The driver has buckled his seat belt and is reaching for the ignition when I crack him in the side of the neck with my fist. The passenger goes for a weapon in the glove box. He gets it out, and I let him thumb off the safety before I take it from him and break his nose with the butt. The driver is still reeling from my punch, but he quiets down when he feels the barrel of the pistol press against his head. It's a familiar looking model. SIG Sauer P226 with a short magazine. In the car, the .40 S&W round will do quite well. I don't need a lot of bullets.

“Hello, gentlemen,” I say. “I think it's time we had a chat.” The smell of Passenger's blood is making me tense, making the thirst knot my stomach, and I bleed off a lot of that tension in my voice.

They both go still, waiting for me to make the next move. It's always nice to do business with professionals.

“Hands on your heads,” I tell them, “interlace your fingers.” Driver seems to be the one who is going to test me, and so I thumb back the hammer on the gun. It's a double action pistol, and pulling back the hammer lets them know I mean business.

Passenger starts breathing out of his mouth, and tiny strands of blood fly from his lips.

“You don't want to do this,” Driver says.

“Do what? I just want to ask a couple of questions. This doesn't have to get complicated.”

I sit back, taking the pressure off Driver's head. This way I can keep the gun on both of them. Driver looks at me in the rearview mirror, and if I had a silencer on this pistol, I'd put a bullet through the mirror, but I settle for making sure he can see the pistol.

“Who's paying for your services?” I ask.

“F*ck and You,” Driver says.

“They pay well?”

The question isn't what he was expecting and he blinks heavily at me. Passenger starts to turn his head, and I kick the back of his seat to let him know that I don't think that is a good idea.

“Where are the people from the boat?” I ask.
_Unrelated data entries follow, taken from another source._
Issue #2813, opened 2021-02-26
OOM parsing incorrectly on 5.0 kernels and higher


kgtw:
OOM parsing was updated in https://github.com/google/cadvisor/pull/2418 to address the new format for kernels 5.0 and higher.

The new regex has a typo in it, where it expects `oom_memcg` to provide two values separated by a space. `oom_memcg=(.*) (.*)`
```
oom-kill:constraint=(.*),nodemask=(.*),cpuset=(.*),mems_allowed=(.*),oom_memcg=(.*) (.*),task_memcg=(.*),task=(.*),pid=(.*),uid=(.*)
```

As per the kernel commit, https://github.com/torvalds/linux/commit/f0c867d9588d9efc10d6a55009c9560336673369#diff-c14acc69885a24f354bc607686800e23, this was probably an accidental typo and should be a single value. `oom_memcg=(.*)`

```
oom-kill:constraint=(.*),nodemask=(.*),cpuset=(.*),mems_allowed=(.*),oom_memcg=(.*),task_memcg=(.*),task=(.*),pid=(.*),uid=(.*)
```

cc @dashpole as you were the original author and perhaps can confirm my suspicions here.

dashpole:
Yep, I think you are correct.

MadhavJivrajani:
Hi! Can I work on this?

PR #2817, opened 2021-03-01
Fix oomparser regex for kernels 5.0 and higher

kgtw:
#2418 introduced new regex for 5.0 kernels and higher, the regex had a typo and wasn't resolving the correct container names.

Fixes: https://github.com/google/cadvisor/issues/2813

### DIFF
--- a/utils/oomparser/oomparser.go
+++ b/utils/oomparser/oomparser.go
@@ -28,7 +28,7 @@ import (
 var (
 	legacyContainerRegexp = regexp.MustCompile(`Task in (.*) killed as a result of limit of (.*)`)
 	// Starting in 5.0 linux kernels, the OOM message changed
-	containerRegexp = regexp.MustCompile(`oom-kill:constraint=(.*),nodemask=(.*),cpuset=(.*),mems_allowed=(.*),oom_memcg=(.*) (.*),task_memcg=(.*),task=(.*),pid=(.*),uid=(.*)`)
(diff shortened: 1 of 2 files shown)


kgtw:
@googlebot I signed it!

iwankgb:
@kgtw would you be able to provide a unit test to save us from regression?

kgtw:
Hi @iwankgb - Thanks for the speedy review!

I believe the updated unit-test on [L84](https://github.com/google/cadvisor/pull/2817/files#diff-de0c174e6e7304b6ad5b97a8c32cf603f12c10972c4b6587b6fdbcc06b7d376aR84) should cover regressions, it was previously validating the bad regex.

iwankgb:
@kgtw will the regexp work for pre-5.0 messages too?

kgtw:
The regex is only for >5.0 kernels.

OOM messages on kernels lower than 5.0 have a different format and are handled by the legacy test case [L33-L59](https://github.com/google/cadvisor/blob/dcbeba1642afb4d533f585da0e6a98bd12d46695/utils/oomparser/oomparser_test.go#L33-L59) 

The existing functionality of `getContainerName()` has not changed, where it will try to parse the 5.0 regex, failing that it will fallback to legacy parsing.
https://github.com/google/cadvisor/blob/dcbeba1642afb4d533f585da0e6a98bd12d46695/utils/oomparser/oomparser.go#L73-L89

iwankgb (approved):
Thank you, sir!
@bobbypage you are still the only person that has power to LGTM it.

bobbypage:
thanks!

I tap the barrel of the pistol against Driver's shoulder. “And F*ck and You's house isn't the right answer.”

“You're not going to shoot us,” Driver sneers.
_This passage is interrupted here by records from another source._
PR #2774, opened 2021-01-05
ADD "disable_specific_metrics" which can remove specific metric by name or regex

Alexbyy:
[#2769](https://github.com/google/cadvisor/issues/2769)
This param is a denyList which named  "disable_specific_metrics". Comma-separated list of metrics not to be enabled.It can remove specific metric by name or regex.

PR #2827, opened 2021-03-06
Revert "ADD "disable_specific_metrics" which can remove specific metric by name or regex"

bobbypage:
Reverts google/cadvisor#2774

This PR introduced some breaking changes due to changing the signature of `manager.go` `New()` which requires a new argument (deny list) and the additional necessity of passing denyList to `RegisterPrometheusHandler` and `NewPrometheusCollector` all of which are exported functions.

This forces users to downstream users to change their code for example: https://github.com/kubernetes/kubernetes/pull/99875#issuecomment-791827028

Taking a closer look I also noticed some other issues:

* denyList seems to be unused in `manager/manager.go`. After removing it, tests passed / everything still compiled fine. 
* even if we decide to make the change to the `RegisterPrometheusHandler` and `NewPrometheusCollector`, we should allow passing nil as the denyList. However, currently passing nil as denyList will result in panic since there isn't check that `denyList`  is nil.

Since we need to cut next cAdvisor for k8s release, I suggest we revert this change for now and revisit this later making the above fixes.

```
diff --git a/cmd/cadvisor.go b/cmd/cadvisor.go
index bef0a003..265796ba 100644
--- a/cmd/cadvisor.go
+++ b/cmd/cadvisor.go
@@ -194,7 +194,7 @@ func main() {

        collectorHttpClient := createCollectorHttpClient(*collectorCert, *collectorKey)

-       resourceManager, err := manager.New(memoryStorage, sysFs, housekeepingConfig, includedMetrics, &collectorHttpClient, strings.Split(*rawCgroupPrefixWhiteList, ","), *perfEvents, denyList)
+       resourceManager, err := manager.New(memoryStorage, sysFs, housekeepingConfig, includedMetrics, &collectorHttpClient, strings.Split(*rawCgroupPrefixWhiteList, ","), *perfEvents)
        if err != nil {
                klog.Fatalf("Failed to create a manager: %s", err)
        }
diff --git a/manager/manager.go b/manager/manager.go
index 0d72c27d..9f87278d 100644
--- a/manager/manager.go
+++ b/manager/manager.go
@@ -35,9 +35,8 @@ import (
        "github.com/google/cadvisor/events"
-       "github.com/google/cadvisor/info/v2"
+       v2 "github.com/google/cadvisor/info/v2"
        "github.com/google/cadvisor/machine"
-       "github.com/google/cadvisor/metrics"
        "github.com/google/cadvisor/nvm"
        "github.com/google/cadvisor/perf"
        "github.com/google/cadvisor/resctrl"
@@ -147,7 +146,7 @@ type HouskeepingConfig = struct {
 }

 // New takes a memory storage and returns a new manager.
-func New(memoryCache *memory.InMemoryCache, sysfs sysfs.SysFs, houskeepingConfig HouskeepingConfig, includedMetricsSet container.MetricSet, collectorHTTPClient *http.Client, rawContainerCgroupPathPrefixWhiteList []string, perfEventsFile string, denyList *metrics.DenyList) (Manager, error) {
+func New(memoryCache *memory.InMemoryCache, sysfs sysfs.SysFs, houskeepingConfig HouskeepingConfig, includedMetricsSet container.MetricSet, collectorHTTPClient *http.Client, rawContainerCgroupPathPrefixWhiteList []string, perfEventsFile string) (Manager, error) {
        if memoryCache == nil {
                return nil, fmt.Errorf("manager requires memory storage")
        }
@@ -199,7 +198,6 @@ func New(memoryCache *memory.InMemoryCache, sysfs sysfs.SysFs, houskeepingConfig
                maxHousekeepingInterval:               *houskeepingConfig.Interval,
                allowDynamicHousekeeping:              *houskeepingConfig.AllowDynamic,
                includedMetrics:                       includedMetricsSet,
-               DenyList:                              denyList,
                containerWatchers:                     []watcher.ContainerWatcher{},
                eventsChannel:                         eventsChannel,
                collectorHTTPClient:                   collectorHTTPClient,
@@ -259,7 +257,6 @@ type manager struct {
        allowDynamicHousekeeping bool
        includedMetrics          container.MetricSet
-       DenyList                 *metrics.DenyList
        containerWatchers        []watcher.ContainerWatcher
        eventsChannel            chan watcher.ContainerEvent
        collectorHTTPClient      *http.Client

```


iwankgb (approved):

Alexbyy:
I think this is a problem,because I think all of configs should be in one struct,but it isn't.For example,when we new an instance of manager,we need pass HouskeepingConfig and includedMetricsSet as argument to New().But I think both of   HouskeepingConfig  and 
includedMetricsSet is config.it should be in one struct.For that,when we add new configs,wo don't have to change the signature of manager.go New(),because we can add the new configs to the struct of configs.  @bobbypage @iwankgb

iwankgb:
@Alexbyy I think that @bobbypage is trying to stabilise cAdvisor API used in Kubernetes. It's a good idea but I also think that in long run Kubernetes must become independent of cAdvisor. There is some work around it happening but before if happens we will need to find a way of introducing your change unobtrusively.

PR #2828, opened 2021-03-06
Conditionally gathering FS usage metrics.

### LINKED ISSUE #1936: cannot disable ZFS metrics
I run cadvisor via a docker container like this:
```
  cadvisor:
    image: google/cadvisor:latest
    user: root
    privileged: true
    volumes:
      - /:/rootfs:ro
      - /cgroup:/cgroup:ro
      - /dev/zfs:/host/dev/zfs:ro
      - /proc:/host/proc:ro
      - /sys:/sys:ro
      - /var/lib/docker/:/var/lib/docker:ro
      - /var/run:/var/run:rw
    command:
      # tcp and udp create high CPU usage, disk does CPU hungry ``zfs list``
      - '--disable_metrics=tcp,udp,disk'
    restart: unless-stopped
    ports:
      - 9110:8080
```

cAdvisor does a load-heavy ``zfs list`` which is eating around 40-100% CPU time.
I want to disable it.
the disable-metrics=tcp,udb,disk doesn't seem to have any effect on this.

iwankgb:
Fixes #1936.

As far as I can tall all the `!= nil` has already been in place. Tested on:
* Docker with ZFS pool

“No?” I lower the pistol and press it against the back of his seat. The trigger action is good and clean, and I fire the gun twice. The leather seat is a decent noise-suppressor, and Driver jerks and coughs very dramatically, spitting blood on the dash and windshield. With a rattling groan that I know well, he slumps forward against the inside of his door.

The barrel of the gun is hot and I press it against the back of Passenger's neck, shushing him because he's starting to make a bit of a high-pitched whining noise.
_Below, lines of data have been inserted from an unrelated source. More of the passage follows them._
Issue #2622, opened 2020-07-17
Enabling container_referenced_memory metric cause metrics refresh slowdown


wacuuu:
I did some testing with big, memory intensive workloads. I used pmbench from here https://bitbucket.org/jisooy/pmbench/src/master/ and started to play with working set size around 1TB. I looked into how long will it take to execute h.libcontainerHandler.GetStats() function. My container agent is docker. Besides the workloads and cadvisor, nothing else was running on the node during tests. Command used to gather stats:

```
sudo ./cadvisor --disable_metrics=advtcp,process,sched,hugetlb,cpu_topology,resctrl,tcp,udp,percpu,accelerator,disk,diskIO,network --housekeeping_interval=5s --referenced_reset_interval=5 2>&1
```

Here are the results:

Number of containers | Working set size per container[GB] | Total ‘hot’ memory size[GB] | Getstats() execution time
-- | -- | -- | --
1 | 1024 | 1024 | 4.8s peak 9s
10 | 102.4 | 1024 | 650ms peak 1.2s
100 | 10.24 | 1024 | 500ms peak 1.1s

Last measurement may be a little bit off, as the machine got cpu overloaded by the number of containers. For comparison, with load as in the first test, GetStats execution without collecting container_referenced_bytes takes averages around 1ms CPU usage drops to couple of %.

It is important to note, that with container_referenced_bytes in the biggest single working set size cadvisor was able to consume a whole CPU core, with a hundred containers it used around 70% of one core(though as mentioned this result may be not accurate) and without it dropped to couple of %.

Two issues are related to this:

- Data refresh is slower, which is more of something to remember about than a real issue, as there is no real reason to gather stats in frequency much higher than scraping frequency(which reasonable value is usually set to couple of seconds)
- Real issue is that in this situation cadvisor consumes a lot of CPU. In case of the first test it was able fill one core fully. On production system it would be an issue. On the other hand deploying container with cpu limitation, as previous experiments show, always result in huge scraping slowdown. So the limitation of cpu usage should not come from resource limitation but from code optimization itself.

Therefore I think this is something at least worth addressing in documentation, that big working set sizes will slow down the referenced bytes readings, and as the code is sequential in this part, it will slow down statistics refreshment process.

dashpole:
@katarzyna-z

dims:
Closing this issue as it has been open since before January 1, 2024. If this is still relevant, please feel free to reopen or create a new issue.

PR #2829, opened 2021-03-08
Expose OOM event count to prometheus

### LINKED ISSUE #1837: Getting docker container oom event.
Hello. 

Is there a way to get container oom event as a prometheus metric?
I am using cAdvisor to monitor docker containers with Prometheus and Grafana. I can see that there is a **oom_kill_event** in the API, but cannot find something similar in prometheus metrics.

kragniz:
Fixes #1837.

### DIFF
--- a/cmd/cadvisor.go
+++ b/cmd/cadvisor.go
@@ -112,6 +112,7 @@ var (
 		container.CPUTopologyMetrics:             struct{}{},
 		container.ResctrlMetrics:                 struct{}{},
 		container.CPUSetMetrics:                  struct{}{},
+		container.OOMMetrics:                     struct{}{},
 	}
 )
 
--- a/manager/manager.go
+++ b/manager/manager.go
@@ -24,6 +24,7 @@ import (
 	"strconv"
 	"strings"
 	"sync"
+	"sync/atomic"
 	"time"
 
 	"github.com/google/cadvisor/accelerators"
@@ -35,7 +36,7 @@ import (
 	"github.com/google/cadvisor/events"
 	"github.com/google/cadvisor/fs"
 	info "github.com/google/cadvisor/info/v1"
-	"github.com/google/cadvisor/info/v2"
+	v2 "github.com/google/cadvisor/info/v2"
 	"github.com/google/cadvisor/machine"
 	"github.com/google/cadvisor/nvm"
 	"github.com/google/cadvisor/perf"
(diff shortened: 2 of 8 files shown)


kragniz:
I'm not convinced this is the best way to get the event data through, but seemed like the most straightforward. If this is an acceptable method, I can add tests and tidy this up further.

manager/manager.go
```diff
@@ -1237,6 +1237,24 @@ func (m *manager) watchForNewOoms() error {
...
+			if err != nil {
+				klog.Errorf("failed getting container info for %q: %v", oomInstance.ContainerName, err)
+				continue
+			}
+			if len(conts) != 1 {
+				klog.Errorf("Expected the request to match only one container")
+				continue
+			}
+			for _, cont := range conts {
+				cont.oomEvents++
```
iwankgb, line 1256: [It is not safe](https://golang.org/ref/mem) to increment this counter from one goroutine while another might read from it.

manager/manager.go
```diff
@@ -1237,6 +1237,24 @@ func (m *manager) watchForNewOoms() error {
...
 			}
+
+			// Count OOM events for later collection by prometheus
+			request := v2.RequestOptions{
+				IdType: v2.TypeName,
+				Count:  1,
+			}
+			conts, err := m.getRequestedContainers(oomInstance.ContainerName, request)
+			if err != nil {
+				klog.Errorf("failed getting container info for %q: %v", oomInstance.ContainerName, err)
```
iwankgb, line 1248: This is not an error if it's fine to `continue`.

manager/manager.go
```diff
@@ -1237,6 +1237,24 @@ func (m *manager) watchForNewOoms() error {
...
+				continue
+			}
+			if len(conts) != 1 {
+				klog.Errorf("Expected the request to match only one container")
```
iwankgb, line 1252: Same here - this is not an error.

manager/manager.go
kragniz: What change do you suggest? Replace the increment with `atomic.AddUint64`?

manager/manager.go
kragniz: Sure, what's the wanted log level? (`Warningf`?)

cmd/cadvisor.go
```diff
@@ -112,6 +112,7 @@ var (
 		container.CPUTopologyMetrics:             struct{}{},
 		container.ResctrlMetrics:                 struct{}{},
 		container.CPUSetMetrics:                  struct{}{},
+		container.OomMetrics:                     struct{}{},
```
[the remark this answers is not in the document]
iwankgb: We can't change names of existing exported fields, but we should not add new that repeat old errors :)

manager/manager.go
iwankgb: `klog.V(2).Info()` could make some sense, I think.

manager/manager.go
iwankgb: Or using a lock. Keep in mind that no matter what you do you will have to serialize reads too.

kragniz: Moved it to atomics

kragniz:
@iwankgb thanks for the reviews, I've updated with fixes

iwankgb (approved):

darkl0rd:
This metric (Docker) always returns 0 for me - see also #2622.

“Where are they?” I ask when he calms down enough to hear me.

“E… Eden Park,” he stutters.

“See? Not very complicated at all.” I hit him hard enough to put him out, and toss the gun into the driver's side footwell. I get out and walk away.

It would have been easy to kill the other one too, but that turns the car into a crime scene that Adelaide Police are going to be all over. With Passenger still alive, he's going to call it in to Secutores. They're going to scramble to do clean up, and I did Driver discretely enough that they'll probably get away with it. The job will tap their resources though, leaving less guys to be waiting for me at Eden Park.

That's the first thing Passenger will do when he wakes up. Let his command know what he told me. If he lied, it means nothing; if he told me the truth—and I suspect he did—I've got a very small window of opportunity.

Ralph is startled when I appear next to his Volvo. I tap on the glass and he unlocks the passenger side. “Eden Park,” I say as I climb in. “Drive and talk. We don't have a lot of time.”